EDIT: If your'e seeing 0x92, there's likely a charset mismatch here:
0x92 in CP-1252 (default Windows code page) is a backquote character, which looks kinda like an apostrophe. This code isn't a valid ASCII character, and it isn't valid in IS0-8859-1 either. So probably either the database is in CP-1252 encoding (don't find that likely), or a database connection which spoke CP-1252 inserted it, or somehow the apostrophe got converted to 0x92. The database is returning values that are valid in CP-1252 (or some other charset where 0x92 is valid), but your db client connection isn't expecting CP-1252. Hence, the wierd question mark.
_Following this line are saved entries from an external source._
PR #8, opened 2016-09-25
WIP

elmobp:
Opening this PR now, once I build the AWS account mapping open source I will add then go for it for now feel free to pull things out of it
- Credentials are hard coded in saml2aws config see README though looking at options to prompt once for them then cache!
- AWS session data is not written to .aws/credentials instead they are set as environment variables and a subshell is launched based on $SHELL
- Command line options to specify an AWS account by name which requires the first step to be done
- Command line options to specify a role to assume
  Only issue which I do not think about ;) is this will only work on Linux/OSX due to the subshell work unless we can get work done to spawn a powershell window?


wolfeidau:
Welcome to open another PR if you complete this work.

PR #16, opened 2016-12-20
ADFS 2.0 (HTTP Auth) support

protomouse:
My understanding is that ADFS 2.0 by default will fall back to HTTP Auth (NTLM/Basic), as opposed to the forms-based authentication used in later versions. That is at least the case on our 2008 R2 installations. [go-ntlmssp](https://github.com/Azure/go-ntlmssp) implements a `RoundTrip` decorator that respects the negotiation scheme used by ADFS 2.0, and implements NTLM authentication. See also: https://aws.amazon.com/blogs/security/how-to-implement-federated-api-and-cli-access-using-saml-2-0-and-ad-fs/.

I've implemented this as a separate "ADFS2" provider. I'm not sure how much sense it makes to merge it with the existing provider.

**TODO:**
- [x] Document usage

### DIFF
--- a/README.md
+++ b/README.md
@@ -1,6 +1,6 @@
 # saml2aws
 
-CLI tool which enables you to login and retrieve [AWS](https://aws.amazon.com/) temporary credentials using SAML with [ADFS 3.x](https://msdn.microsoft.com/en-us/library/bb897402.aspx) or [PingFederate](https://www.pingidentity.com/en/products/pingfederate.html) Identity Providers.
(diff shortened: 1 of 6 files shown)


wolfeidau:
I think having a seperate provider is a good move, in the longer term we may need to seperate out some common code into a helper.

I think it would be good to change the existing one to add the major version as well, likewise the flags should be `ADFS3` (default) and `ADFS2` I think. Note I am happy to do the refactor once your done.

Thanks for submitting this pull request, I don't have access to an ADFS2 at the moment.

protomouse:
Yeah, my thoughts were similar. I've developed and tested this against our 2.0 installation, and "it works" (by all means do not take my word for it). I've now added docs, and consider this done. I'll leave the renaming/refactoring to you as suggested.

Issue #7, opened 2016-09-25
Hard to identify Account from selection list if using standard role names


mcleane:
saml2AWS dosen't have the account friendly name as part of the role selection list. This can make it hard to select the role you require if standard role names have been used across your aws accounts.
eg

```
[ 0 ]:  arn:aws:iam::123123123123:role/admin
[ 1 ]:  arn:aws:iam::123123123123:role/developer
[ 2 ]:  arn:aws:iam::456456456456:role/admin
[ 3 ]:  arn:aws:iam::456456456456:role/developer
[ 4 ]:  arn:aws:iam::789789789789:role/admin
```

The AWS saml signin page will display the account alias as part of the role selection. 

```
Select a role:
Account: example-cloudops (123123123123)
admin
developer
Account: example-digital-nonprod (456456456456)
admin
developer
Account: example-digital-prod (789789789789)
admin
```

elmobp:
@mcleane have a look at https://github.com/Versent/saml2aws/pull/8 I will see if I can pump out the code Monday for API Gateway + Lambda

wolfeidau:
This is fixed thanks to #22

PR #22, opened 2017-01-30
Account aliases

shawnsi:
This addresses #7 by POSTing to the interactive login form provided by AWS.  Account alias and role name is extracted from the markup.  The CLI prompt has been modified to group by account just like the login form.

I also setup `$ make install` to simplify installation.


wolfeidau:
Nice work that is very helpful!

wolfeidau:
Release is up as 1.5.0 🎉

PR #25, opened 2017-03-16
setup profile based on user input

valtaz:
I have updated the hardcode user profile 'adsf' to the profile user enter. This will setup a new profile if not exist in aws2saml.config.


wolfeidau:
I kinda did this separately, I owe you lunch.

PR #41, opened 2017-07-07
Add proxy support for KeyCloak

edieship:


wolfeidau:
Looks like I need to do that across all the providers, or provide a common function to create a transport.

wolfeidau:
Thanks for raising it!

PR #42, opened 2017-07-24
fix TLS renegotiation for ADFS

hoegertn:


wolfeidau:
Heya, thanks for the PR.

Just read through https://golang.org/pkg/crypto/tls/#RenegotiationSupport is there a bit of background as to why you recommend enabling it?

Cheers

hoegertn:
I tried using saml2aws with ADFS for a customer and it did not work. It seems that ADFS is doing some TLS renegotiation stuff and go throws errors about this.

After enabling this it worked perfectly.

wolfeidau:
Sounds fair.

Issue #28, opened 2017-04-13
Pass role as CLI flag


sidewinder12s:
Can we add a flag that allows a user to pass in the role they want to assume?

wolfeidau:
Great suggestion, a collegue also has a version which takes the username and pass as flags, i am looking to merge in some of that work. This would be a great addition to that.

sidewinder12s:
We had avoided doing a password flag as it could inadvertently expose a users password in logs.

jghaines:
In addition to this, I'd like to be able to authenticate, assume a parent role and then assume a sub-role in a single command. Is this the same request?:

```
saml2aws
  -a <ADFS account>
  --iam-role-arn arn:aws:iam::123456789000:role/<parent role> 
  --assume-role-arn arn:aws:iam::123456789001:role/<child role> 
  exec -- aws sts get-caller-identity
```

elmobp:
What I've done is save the creds to a file encrypted with gpg, password prompted not via a cli flag I'll publish it next week if anyone interested

PR #43, opened 2017-07-24
add desiredRole cli parameter

hoegertn:
Adds the possibility to specify the desired role as a CLI param.

If only one role is returned it is checked to be the desired role. If a list of roles is returned the desired one is selected.

this implements #28


wolfeidau:
I refactored this whole section and added a ton of new switches including role. I thought I had pushed it as a wip branch but I hadn't :(

I would love some feedback on how I implemented it.

PR #52, opened 2017-08-16
Add additional two factor auth options (SMS and TOTP) to Okta provider

dan-v:
This change adds support for additional two factor auth options for Okta: SMS and TOTP (Google Auth). I added the ability for user to select what two factor auth mechanism they want to use if there are multiple options enabled on the account. Looks like this:

```
Authenticating as user@email.com to Okta https://<otka url>
  1) TOTP MFA authentication
  2) SMS MFA authentication
  3) DUO MFA authentication

Select which MFA option to use: 2
Enter verification code: 036882
Please choose the role you would like to assume:
...
```

### DIFF
--- a/README.md
+++ b/README.md
@@ -18,7 +18,7 @@ The process goes something like this:
 * Identity Provider
   * ADFS (2.x or 3.x)
   * PingFederate + PingId
-  * Okta + Duo
+  * Okta + (Duo, SMS, TOTP)
   * KeyCloak
 * AWS SAML Provider configured
 
--- a/okta.go
+++ b/okta.go
@@ -22,6 +22,20 @@ import (
 	"golang.org/x/net/publicsuffix"
 )
 
+const (
+	IdentifierDuoMfa  = "DUO WEB"
+	IdentifierSmsMfa  = "OKTA SMS"
+	IdentifierTotpMfa = "GOOGLE TOKEN:SOFTWARE:TOTP"
+)
+
+var (
+	supportedMfaOptions = map[string]string{
+		IdentifierDuoMfa:  "DUO MFA authentication",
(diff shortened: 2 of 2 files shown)


wolfeidau:
I will take a look at this soon, thanks for posting a PR!

dan-v:
Thanks @wolfeidau!

wolfeidau:
I have had a good look over this PR and it looks great, my concern at the moment is it adds another question which is asked of the user everytime they log in. Given that this is every hour I am trying to figure out how to make this simpler.

I have messed around with a few ideas but most of them aren't great.

I really need to rewrite the whole flags / config / user input as it is a mess at the moment. I originally considered this a future @wolfeidau problem, sadly that time is now. 

I would love your thoughts on how we can make this smoother. 

If we can't come up with a work around I will just merge your PR as it is great work and others have requested it.

Cheers

dan-v:
Thanks for taking a look at this @wolfeidau. I totally agree with you, and I also was thinking it would be a pain to get an extra prompt every hour. I think ultimately a rewrite of the flags/config/user input would be the best option, but I know that would require a fair amount of work.

The only option I could think of without modifying the flags/config and to avoid the additional prompt would be to assume whatever the first MFA option that is returned is the one that should be used. This definitely falls short especially if there are multiple MFA options enabled and the user doesn't have admin control over the Okta MFA setup.

runningman84:
Does this pull request allow sms auth without using ocata?

dan-v:
@runningman84  - this pull request only adds SMS/TOTP support specifically for Okta.

wolfeidau:
Good news this is merged just working on some tidy up for 2.0 release 😂  🎉

dan-v:
@wolfeidau - awesome! thanks!

PR #76, opened 2017-10-20
feat(ADFS3) Add Symantec VIP MFA support to saml2aws

Anton0:


wolfeidau:
Given you have now tested this I am fine with you merging it.

PR #108, opened 2017-12-11
Feature/command specific help

chamila-c:
Bit of internal refactoring of how flags are handled, but (hopefully) the only user-visible change should be updated `--help-long` output showing which flags are command-specific (vs common to all commands)


cmd/saml2aws/commands/configure.go
```diff
@@ -5,13 +5,14 @@ import (
 
 	"github.com/pkg/errors"
 	"github.com/versent/saml2aws"
+	"github.com/versent/saml2aws/cmd/saml2aws/commands/flags"
```
wolfeidau: Would it be better to just move this into a package as in `github.com/versent/saml2aws/pkg/flags`?

chamila-c: Right, will do - I really wasn't sure where it was meant to go, I just put in under commands since that seemed topical to its usage 😄

chamila-c:
@wolfeidau thanks for reminding me, I totally forgot to update the README!
Latest commits should now fix that, as well as move the `flags` package to `pkg` as suggested.
Thanks!

PR #111, opened 2017-12-13
fixed case sensitive imports

### LINKED ISSUE #110: make (glide install) fails
glide.lock line 67 should have `Sirupsen` instead of `sirupsen`, see [Should I use lowercase or uppercase for the package name](https://github.com/sirupsen/logrus/issues/553#issuecomment-306591437) and [Rename back to Sirupsen/logrus](https://github.com/sirupsen/logrus/issues/570#issuecomment-313933276)

same with imports, it needs to match the repo, all imports need to be renamed to `Sirupsen` and `Versent` as well

pete911:
this closes #110

### DIFF
--- a/.travis.yml
+++ b/.travis.yml
@@ -3,7 +3,7 @@ go:
     - 1.9
 #    - tip
 
-go_import_path: github.com/versent/saml2aws
+go_import_path: github.com/Versent/saml2aws
 
 install:
     - echo noop
--- a/README.md
+++ b/README.md
@@ -186,7 +186,7 @@ To use this credential, call the AWS CLI with the --profile option (e.g. aws --p
 
 # Building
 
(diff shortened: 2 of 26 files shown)


wolfeidau:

And FerranB is likely right. I would talk with your DBA or some other admin about this to get the issue straightened out. If you can't, I would try either doing the update above (seems like you can't), or doing this:
INSERT (<normal table columns>,...,<column with offending character>) INTO <table>
SELECT <all normal columns>, REGEX_REPLACE(<column with offending character>,
"\0092",
"\0027") -- for ASCII/ISO-8859-1 apostrophe
FROM <table>
WHERE regex_like(<column with offending character>,"\0092");
DELETE FROM <table> WHERE regex_like(<column with offending character>,"\0092");
Before you do this you need to understand what actually happened. It looks to me that someone inserted non-ascii strings in the database. For example Unicode or UTF-8. Before you fix this, be very sure that this is actually a bug. The apostrophe comes in many forms, not just the "'".
TRANSLATE() is a useful function for replacing or eliminating known single character codes.